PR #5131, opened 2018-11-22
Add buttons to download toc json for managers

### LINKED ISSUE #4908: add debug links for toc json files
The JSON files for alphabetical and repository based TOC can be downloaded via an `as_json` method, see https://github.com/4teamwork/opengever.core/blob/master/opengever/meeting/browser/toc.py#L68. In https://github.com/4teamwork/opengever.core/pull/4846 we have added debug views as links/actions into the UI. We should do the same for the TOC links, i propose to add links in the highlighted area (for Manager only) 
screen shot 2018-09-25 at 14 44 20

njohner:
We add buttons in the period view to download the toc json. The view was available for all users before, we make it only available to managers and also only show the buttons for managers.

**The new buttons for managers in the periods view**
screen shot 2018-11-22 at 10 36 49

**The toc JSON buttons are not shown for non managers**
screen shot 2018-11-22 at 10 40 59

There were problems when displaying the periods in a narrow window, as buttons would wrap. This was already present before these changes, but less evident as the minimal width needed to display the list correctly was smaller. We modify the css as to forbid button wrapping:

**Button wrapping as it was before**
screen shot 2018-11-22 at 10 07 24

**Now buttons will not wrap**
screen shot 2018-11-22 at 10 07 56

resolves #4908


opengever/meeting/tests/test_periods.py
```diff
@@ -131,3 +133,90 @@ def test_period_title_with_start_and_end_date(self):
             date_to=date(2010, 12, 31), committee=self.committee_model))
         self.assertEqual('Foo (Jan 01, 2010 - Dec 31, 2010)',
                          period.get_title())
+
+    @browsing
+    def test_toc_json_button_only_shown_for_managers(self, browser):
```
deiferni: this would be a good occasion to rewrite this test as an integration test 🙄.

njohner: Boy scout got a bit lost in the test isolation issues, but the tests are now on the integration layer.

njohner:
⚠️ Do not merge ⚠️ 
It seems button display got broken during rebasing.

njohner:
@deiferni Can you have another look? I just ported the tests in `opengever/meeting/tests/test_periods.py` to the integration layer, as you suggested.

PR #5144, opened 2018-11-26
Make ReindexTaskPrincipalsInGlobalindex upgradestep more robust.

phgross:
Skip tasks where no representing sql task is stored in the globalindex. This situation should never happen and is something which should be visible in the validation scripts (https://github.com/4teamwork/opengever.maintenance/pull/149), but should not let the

...

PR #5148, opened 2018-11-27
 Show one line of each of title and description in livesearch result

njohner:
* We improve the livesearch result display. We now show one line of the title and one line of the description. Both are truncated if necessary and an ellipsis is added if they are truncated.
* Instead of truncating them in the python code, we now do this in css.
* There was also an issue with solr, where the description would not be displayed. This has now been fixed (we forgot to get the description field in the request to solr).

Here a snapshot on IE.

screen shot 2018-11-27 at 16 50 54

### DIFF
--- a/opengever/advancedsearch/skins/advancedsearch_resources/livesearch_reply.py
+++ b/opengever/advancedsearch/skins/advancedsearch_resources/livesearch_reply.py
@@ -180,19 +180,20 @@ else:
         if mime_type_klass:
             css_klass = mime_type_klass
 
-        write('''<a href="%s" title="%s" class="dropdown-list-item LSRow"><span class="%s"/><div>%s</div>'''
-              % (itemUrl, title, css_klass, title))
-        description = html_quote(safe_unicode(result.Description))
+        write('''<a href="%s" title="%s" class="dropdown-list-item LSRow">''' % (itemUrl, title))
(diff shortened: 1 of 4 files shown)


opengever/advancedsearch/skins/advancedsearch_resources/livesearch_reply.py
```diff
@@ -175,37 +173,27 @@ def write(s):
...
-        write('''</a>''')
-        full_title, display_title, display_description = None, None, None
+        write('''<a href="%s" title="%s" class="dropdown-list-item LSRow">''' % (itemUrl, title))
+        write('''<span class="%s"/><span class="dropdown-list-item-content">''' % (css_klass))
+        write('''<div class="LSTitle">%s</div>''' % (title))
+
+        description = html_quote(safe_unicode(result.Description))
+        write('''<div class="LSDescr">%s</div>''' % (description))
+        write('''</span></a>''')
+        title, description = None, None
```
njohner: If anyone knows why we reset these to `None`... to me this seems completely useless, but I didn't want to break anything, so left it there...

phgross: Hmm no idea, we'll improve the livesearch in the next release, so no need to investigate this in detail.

> _Exercise_:
Once you find the line with "The JSON files" above, print it and every line after it up to and including the line with "screen shot 2018-11-22 at 10 07 24", exactly as written and nothing else.

> _Solution below_:
The JSON files for alphabetical and repository based TOC can be downloaded via an `as_json` method, see https://github.com/4teamwork/opengever.core/blob/master/opengever/meeting/browser/toc.py#L68. In https://github.com/4teamwork/opengever.core/pull/4846 we have added debug views as links/actions into the UI. We should do the same for the TOC links, i propose to add links in the highlighted area (for Manager only) 
screen shot 2018-09-25 at 14 44 20

njohner:
We add buttons in the period view to download the toc json. The view was available for all users before, we make it only available to managers and also only show the buttons for managers.

**The new buttons for managers in the periods view**
screen shot 2018-11-22 at 10 36 49

**The toc JSON buttons are not shown for non managers**
screen shot 2018-11-22 at 10 40 59

There were problems when displaying the periods in a narrow window, as buttons would wrap. This was already present before these changes, but less evident as the minimal width needed to display the list correctly was smaller. We modify the css as to forbid button wrapping:

**Button wrapping as it was before**
screen shot 2018-11-22 at 10 07 24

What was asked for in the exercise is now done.